• Try it
Print every entry exactly as written.

━━ Given records ━━

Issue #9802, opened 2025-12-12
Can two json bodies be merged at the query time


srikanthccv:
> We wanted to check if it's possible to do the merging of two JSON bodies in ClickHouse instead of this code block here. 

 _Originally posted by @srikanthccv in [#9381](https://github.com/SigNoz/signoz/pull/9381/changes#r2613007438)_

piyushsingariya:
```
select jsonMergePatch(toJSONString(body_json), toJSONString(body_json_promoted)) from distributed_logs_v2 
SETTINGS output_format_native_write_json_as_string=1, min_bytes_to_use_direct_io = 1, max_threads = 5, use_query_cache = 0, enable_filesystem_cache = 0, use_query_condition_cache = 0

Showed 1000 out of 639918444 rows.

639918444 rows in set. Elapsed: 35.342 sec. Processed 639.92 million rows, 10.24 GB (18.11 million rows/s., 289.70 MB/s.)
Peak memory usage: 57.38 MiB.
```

━━━

• Written response
Issue #9802, opened 2025-12-12
Can two json bodies be merged at the query time


srikanthccv:
> We wanted to check if it's possible to do the merging of two JSON bodies in ClickHouse instead of this code block here. 

 _Originally posted by @srikanthccv in [#9381](https://github.com/SigNoz/signoz/pull/9381/changes#r2613007438)_

piyushsingariya:
```
select jsonMergePatch(toJSONString(body_json), toJSONString(body_json_promoted)) from distributed_logs_v2 
SETTINGS output_format_native_write_json_as_string=1, min_bytes_to_use_direct_io = 1, max_threads = 5, use_query_cache = 0, enable_filesystem_cache = 0, use_query_condition_cache = 0

Showed 1000 out of 639918444 rows.

639918444 rows in set. Elapsed: 35.342 sec. Processed 639.92 million rows, 10.24 GB (18.11 million rows/s., 289.70 MB/s.)
Peak memory usage: 57.38 MiB.
```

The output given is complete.